> [Work instructions] I would like you to transcribe all of the data exactly.

(Dataset entries)

PR #1003, opened 2023-02-02
live share

aviramha:

Please make sure you added a CHANGELOG entry.

### DIFF
--- a/mirrord/layer/src/exec.rs
+++ b/mirrord/layer/src/exec.rs
@@ -132,10 +132,7 @@ unsafe fn patch_sip_for_new_process(
 
     // Continue even if there were errors - just run without patching.
     let path_c_string = patch_if_sip(path_str)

> [Answer space]
PR #1003, opened 2023-02-02
live share

aviramha:

Please make sure you added a CHANGELOG entry.

### DIFF
--- a/mirrord/layer/src/exec.rs
+++ b/mirrord/layer/src/exec.rs
@@ -132,10 +132,7 @@ unsafe fn patch_sip_for_new_process(
 
     // Continue even if there were errors - just run without patching.
     let path_c_string = patch_if_sip(path_str)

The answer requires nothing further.